About this task: Find every line of the records that has "decide" and return it.

** Extracted entries follows **

Issue #15145, opened 2023-12-29
Improve creation of promotion rule - variant relation


IKarbowiak:
Refactor `fetch_variants_for_promotion_rules`.
We shouldn't delete and create a new one `PromotionRuleVariant` each time the method is called. Instead, we should check if something has changed, remove non-valid relations, and create new ones if any appear.
[Here](https://github.com/saleor/saleor/blob/main/saleor/product/utils/variants.py#L73) is the part that needs refactoring.

maarcingebala:
As part of this task, we should estimate whether the `discount_promotionrule_variants.id` field needs to be an `integer` or `bigint` type in Postgres. We changed it to `bigint` in one of the deployments, as the limit of regular integer was exceeded due to many inserts to that table. We should answer these questions: 
- how many rules vs how many variants can be supported if we used integer type
- decide whether there should be any API limits for the number of supported variants/rules
- decide whether we should change this field to `bigint` in code, and create a migration for that

PR #15176, opened 2024-01-05
Improve creation of PromotionRule-ProductVariant relation

zedzior:
I want to merge this change, because we shouldn't delete and create a new one PromotionRuleVariant each time the method is called. Instead, we should check if something has changed, remove non-valid relations, and create new ones if any appear.

Issue: https://github.com/saleor/saleor/issues/15145

# Impact

- [ ] New migrations

# Docs

- [ ] Link to documentation:

# Pull Request Checklist

### DIFF
--- a/saleor/discount/utils.py
+++ b/saleor/discount/utils.py
@@ -12,6 +12,7 @@ from typing import (
 from uuid import UUID
 
 import graphene
+from django.db import transaction
 from django.db.models import Exists, F, OuterRef, QuerySet
 from django.utils import timezone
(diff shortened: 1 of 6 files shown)


saleor/discount/utils.py
IKarbowiak, line 1: I'll suggest adding one more test with the use of `before_after` to ensure that the deletion and creation are working as expected when this method is called two times in parallel

IKarbowiak (approved):

SzymJ (approved):

yellowee (approved):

** End of Extracted entries **

Answer:
- decide whether there should be any API limits for the number of supported variants/rules
- decide whether we should change this field to `bigint` in code, and create a migration for that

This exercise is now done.